2009 Portland GSA Annual Meeting (18-21 October 2009)

Paper No. 10
Presentation Time: 9:00 AM-6:00 PM

PROPERTIES OF INERTINITE MACERALS


YORK, Chris, ANDERSON, Ken and CRELLING, John C., Department of Geology MC 4324, Southern Illinois University, 1259 Lincoln Drive, Carbondale, IL 62901, jcrelling@geo.siu.edu

Much of the published data on the properties of the inertinite macerals show a continuous change across the semifusinite/fusinite range. For example, reflectance and density increase while volatile matter and combustion reactivity, decrease. However other properties especially fusibility show a discontinuous relationship across the semifusinite/fusinite range. The nature of this change has importance in coal utilization including combustion and coking. The overall objective of this study was to analyze the nature of the change in thermal properties across the density and reflectance range of the inertinite macerals. In this work the inertinite macerals from demineralized samples the Herrin No. 6 and Murphysboro coal seams and their associated fusain lithotypes were isolated by sink/float methods and the inertinite concentrate was separated into twenty-six density fractions using density gradient centrifugation techniques. The thermal properties of the fractions were analyzed by thermogravimetric (TGA) methods. This study is the first time that such detailed analysis of samples across the the semifusinite/fusinite density range has been attempted.

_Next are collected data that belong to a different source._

PR #2044, opened 2025-04-09
[New Module] zos_replace

### LINKED ISSUE #1994: [Epic] [zos_replace] Module development

### Enabler description

This epic represents the work of developing module `zos_replace` where the following user stories should be implemented.

- [ ] **Searching for strings**: As a user I want the ability to search for specific strings within a data set such that I can identify how frequently a string occurs
- [ ] **Replacing a string**: As a user I want the ability to replace an existing string with a newly provided text string such that a data set can be updated with new information
- [ ] **Replace a string globally**: As a user I want the ability to perform updates to all existing, matching strings given a back-reference like \g or \2 such that a data set with multiple instances of the same string can be universally updated.
- [ ] **Seeking before and after markers**: As a user I want the ability to restrict my search to certain sections within a data set based on a provided string such that I can leave portions of a data set untouched as needed.
- [ ] **Creating backups**: As a user I want the ability to take a quick snapshot of the data set before any actions are performed such that I can go back to the original state of the data set.
- [ ] **Performing validations**: As a user I want the ability to validate the modified data set before it replaces the original data set such that I can have certainty the replace operation is handled to my satisfaction.

Proposed module interface

after:

before:

encoding: from: to:

backup:

backup_name:

src:

regexp:

replace:

### Ansible module

_No response_

AndreMarcel99:
##### SUMMARY
Develop the module zos_replace to generate outputs as the community base on re python library and add options to the user for replace regular strings.

Fixes #1994 

##### ISSUE TYPE
- New Module Pull Request

##### COMPONENT NAME
Module zos_replace with is code flow to open a file on binary mode to avoid any problem with special characters and maintain consistency  on the files given by the users.

##### ADDITIONAL INFORMATION
The test case ds_backup_no_name works locally, but not on the pipeline, work in progress.

Captura de pantalla 2025-05-12 a la(s) 3 24 46 p m
Captura de pantalla 2025-05-12 a la(s) 3 24 59 p m


richp405 (approved):
Why not use some of the test entries as examples in the doc?  Just a thought.

rexemin (changes requested):
Thanks for working on this, I'm apologizing in advance for the amount of comments I've made so far. Would also like to see the RST file for this module, if you have problems with using sphinx to generate the doc file, I can help you with that

plugins/modules/zos_replace.py
```diff
@@ -0,0 +1,646 @@
...
+            dataset = data_set.MVSDataSet(
+                name=name
+            )
+        except Exception:
+            messageDict = dict(msg="Unable to resolve name of data set {name}.")
+            module.fail_json(**messageDict, **results)
+
+        name = dataset.name
+
+        if data_set.DataSet.is_gds_relative_name(name):
```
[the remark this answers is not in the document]
AndreMarcel99: I have tested with (0) or (-1) and it works

plugins/modules/zos_replace.py
```diff
@@ -0,0 +1,646 @@
...
+        lit_rex = True if "regexp" in literal else False
+
+    if not bool(after) and not bool(before):
+        new_full_text, replaced = replace_text(content=decode_list, regexp=regexp, replace=replace, literal=lit_rex)
+        return new_full_text, replaced, new_full_text
+
+    begin_block_code, end_block_code, match = search_bf_af(text=decode_list, literal=literal, before=before, after=after)
+
+    if not match:
+        module.fail_json(msg="Pattern for before/after params did not match the given file.")
```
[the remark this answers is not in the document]
AndreMarcel99: The community module fail as a error.

plugins/modules/zos_replace.py
```diff
@@ -0,0 +1,646 @@
...
+    src = resolve_src_name(module=module, name=src, results=result, tmphlq=tmphlq)
+    uss = True if "/" in src else False
+    after = module.params.get("after")
+    before = module.params.get("before")
+    regexp = module.params.get("regexp")
+    replace = module.params.get("replace")
+    encoding = module.params.get("encoding")
+    backup = module.params.get("backup")
+    if parsed_args.get('backup_name') and backup:
+        backup = parsed_args.get('backup_name')
```
fernandofloresg, line 575: We don't have a reason to reuse `backup` instead of `backup_name`, it adds complexity down the road because we don't know if this is of type `str` or `bool` and hence we need to check everytime. Please use `backup_name` for this.

plugins/modules/zos_replace.py
```diff
@@ -0,0 +1,646 @@
...
+    result["target"] = src
+
+    if len(literal) > 0:
+        if "after" in literal and not after:
+            module.fail_json(msg="To use the option literal required the after parameter.", **result)
+        if "before" in literal and not before:
+            module.fail_json(msg="To use the option literal required the before parameter.", **result)
+
+    if backup:
+        if isinstance(backup, bool):
```
fernandofloresg, line 587: No need to do this if we use `backup_name`.

plugins/modules/zos_replace.py
```diff
@@ -0,0 +1,646 @@
...
+    Returns
+    ----------
+        list : List with the new text with the replace expected.
+    """
+    decode_list = open_file(file, encoding, uss)
+
+    lit_rex = False
+
+    if len(literal) > 0:
+        lit_rex = True if "regexp" in literal else False
```
fernandofloresg, line 497: I would change this variable name to:
```suggestion
        is_regex = True if "regexp" in literal else False
```

plugins/modules/zos_replace.py
```diff
@@ -0,0 +1,646 @@
...
+  zos_replace:
+    target: "/tmp/source"
+    regexp: '^MOUNTPOINT*'
+    after: export ZOAU_ROOT
+
+- name: Replace on SEQ full text
+  zos_replace:
+    target: "SEQ.SOURCE"
+    regexp: '^MOUNTPOINT*'
+    register: output
```
fernandofloresg, line 142: This should not be here.

plugins/modules/zos_replace.py
```diff
@@ -0,0 +1,646 @@
...
+
+- name: Replace words with backref on PDSE to delete some calls of SYSTEM
+  zos_replace:
+    target: PDS.SOURCE(MEM)
+    regexp: '^(.*?SYSTEM.*?)SYSTEM(.*)'
+    replace: '\1\2'
+    after: IEE133I PENDING *
+    before: IEF456I JOB12345 *
+
+- name: Replace using after on USS with no utf-8 characters
```
fernandofloresg: It doesn't make any difference in the task definition the fact that the USS has no utf-8 characters so no point in mentioning. Rather you could explain what this regexp is looking for

fernandofloresg (changes requested):
Left some more comments mainly about docs

plugins/modules/zos_replace.py
```diff
@@ -0,0 +1,646 @@
...
+    return modified_list, times_replaced
+
+
+def merge_text(original, replace, begin, end):
+    """Function to generate the new full text with the replace
+        text inside of it.
+    Args
+    ----------
+        original : list
+            Tue full original text on list
```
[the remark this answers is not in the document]
AndreMarcel99: The function open_file get the content on a list

tests/functional/modules/test_zos_replace_func.py
```diff
@@ -0,0 +1,1630 @@
...
+            assert result.get("changed") == True
+            assert result.get("target") == ds_full_name
+            assert result.get("found") == 1
+        results = hosts.all.shell(cmd="cat \"//'{0}'\" ".format(params["target"]))
+        for result in results.contacted.values():
+            assert result.get("stdout") == TEST_DISABLE_REGEX_CONTENT_AFTER_REGEXP
+    finally:
+        remove_ds_environment(ansible_zos_module, ds_name)
+
+# @pytest.mark.ds
```
rexemin, line 1337: Why is this one commented out?

rexemin (changes requested):

richp405 (approved):

plugins/modules/zos_replace.py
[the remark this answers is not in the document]
AndreMarcel99: In this case after resolve the name, even the alias name, I check once again to validate if is not solve it mean is still a invalid data set name.

surendrababuravella (approved):
Looks fine

plugins/modules/zos_replace.py
```diff
@@ -0,0 +1,714 @@
...
+            os.remove(tmp_file)
+
+    else:
+        full_text, replaced, fragment = replace_func(file=src, regexp=regexp, replace=replace, module=module, uss=uss,
+                                                     encoding=encoding, after=after, before=before, literal=literal)
+        try:
+            # zoau_io.zopen on mode w allow delete all the content inside the dataset allowing to write the new one
+            with zoau_io.zopen(f"//'{src}'", "w", encoding, recfm="*") as ds:
+                pass
+            for line in full_text:
```
fernandofloresg, line 657: If full_text is a list of ordered strings that make up the file contents can they be joined before writing into the data set ? this approach seems I/O intensive 

Like this 
```
content = [line.rstrip() for line in full_text] 
content = "\n".join(content)
rc_write = datasets.write(dataset_name=src, content=full_text, append=True)
```

didn't tried this but my point is, IO tends to be the costliest operation in computation, so we try to avoid it or minimize it

AndreMarcel99: zoau_io.zopen is better option we have right now to delete the content on a dataset to not remove the full dataset

plugins/modules/zos_replace.py
```diff
@@ -0,0 +1,716 @@
...
+        of a USS file or data set. If this parameter is not provided, this
+        module assumes that USS file or data set is encoded in IBM-1047.
+      - Supported character sets rely on the charset conversion utility (iconv)
+        version; the most common character sets are supported.
+    required: false
+    type: str
+    default: IBM-1047
+  disable_regex:
+    description:
+      - A list or string that allows the user to specify choices "before", "after", or "regexp" as regular strings instead of regex patterns.
```
ddimatos, line 79: I was a bit confused by this module option, the example cleared it up some, here are my thoughts but also think more needs to be put into this description, maybe when I get to the code I will have a better understanding. 

I suggest don't speak in third person "A list or string that allows the user to specify choices" , instead "A list or string that enables you to..." or just "enables....". 

Don't say choices when its not really a choice given its type is `raw` , find another way have the user use only one of these 3 strings `"before", "after", or "regexp"`, see below at my attempt to convey this. 

Since your type is raw, what happens if a user does this "disable_regex:"before, after, regexp", which is probably what you want them to think in terms of choices, likely this is not supported so we might need to be a bit more clear on this. 

Here is my attempt with not fully understanding this option, it's a bit confusing because I believe (without having looked at code) what this option is doing is disabling the regular expression processing, for example, you want to match this line but not expand the `*`, "regexp: //SYSPRINT DD SYSOUT=*"


```
      - A list or string that disables the regular expression processing for special characters. 
      - This is useful when the I(regex) to match is a string that contains special characters such as `*` that should not be expanded as a regular expression.
      - The supported options are "before", "after", or "regexp" as regular strings.
```

plugins/modules/zos_replace.py
```diff
@@ -0,0 +1,716 @@
...
+    required: false
+    type: raw
+  target:
+    description:
+      - The location can be a UNIX System Services (USS) file,
+        PS (sequential data set), member of a PDS or PDSE, PDS, PDSE.
```
ddimatos, line 85:
```suggestion
      - The location can be a UNIX System Services (USS) file,
        PS (sequential data set), PDS, PDSE, member of a PDS or PDSE.
```

plugins/modules/zos_replace.py
```diff
@@ -0,0 +1,716 @@
...
+      - The USS file must be an absolute pathname.
+      - It is possible to use a generation data set (GDS) relative name of generation already.
```
ddimatos, line 87: Remove period after already
```suggestion
      - It is possible to use a generation data set (GDS) relative name of generation already
```

plugins/modules/zos_replace.py
```diff
@@ -0,0 +1,716 @@
...
+    regexp: '^(.*?SYSTEM.*?)SYSTEM(.*)'
+    replace: '\1\2'
+    after: IEE133I PENDING *
+    before: IEF456I JOB12345 *
+"""
+
+RETURN = r"""
+backup_name:
+    description: Name of the backup file or data set that was created.
+    returned: if backup=true
```
ddimatos, line 176: This is a bit confusing, returned if backup=true yet in the documentation it states it will "be returned on either success or failure"
```
      - The backup file name will be returned on either success or failure of
        module execution such that data can be retrieved.
```

plugins/modules/zos_replace.py
```diff
@@ -0,0 +1,716 @@
...
+    returned: always
+    type: bool
+    sample: 1
+found:
+    description: Number of matches found
+    returned: success
+    type: int
+    sample: 5
+msg:
+    description: Error messages from the module
```
ddimatos, line 191: Is `msg` really used for **error** messages? I have not read down through the code but does not align to the Ansible doc for a module https://docs.ansible.com/ansible/latest/reference_appendices/common_return_values.html#msg

ddimatos (changes requested):
This looks great @AndreMarcel99 , I really like what you have done. All my comments are minor but should be addressed.

plugins/modules/zos_replace.py
fernandofloresg: @ddimatos Multi option in this is supported. Maybe a clearer way to say what this module does it that treats the fields as literal instead of regex expressions, that way if you have a complex regex that you don't want to waste time  escaping or don't have the skills to do so just disable the regex for those fields and the text searched for in the text "as is".

fernandofloresg: That could be the case, but remember `regex` is not the only value that accepts regular expressions, it is used to find the content to replace, but both `after` and `before` options allow the use of regex, so this way you can use all three options as literal or really any combination you want.

ddimatos: I see the name changed to `literal` that is good, it still feels like we might want to explain when a literal is a good choice to use, maybe not exactly this but something like below. 

This is useful when the I(regex) to match is a string that contains special characters such as `*` that should not be expanded as a regular expression.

The preliminary results show in general that the thermal properties for the inertinite macerals from both the whole coal and fusain lithotype samples change in a discontinuous manner across the semifusinite/fusinite range. Specifically, the temperature and rate of chemisorption, the maximum combustion rate, the temperature of 50% burnoff, mean activation energy, and the temperature of char burnout all show a discontinuous relationship. Interestingly, the discontinuous transition between semifusinite and fusinite in this study occurred at the density minimum between the two types of macerals. This suggests that there may be a marked structural difference or “phase” change between these two macerals.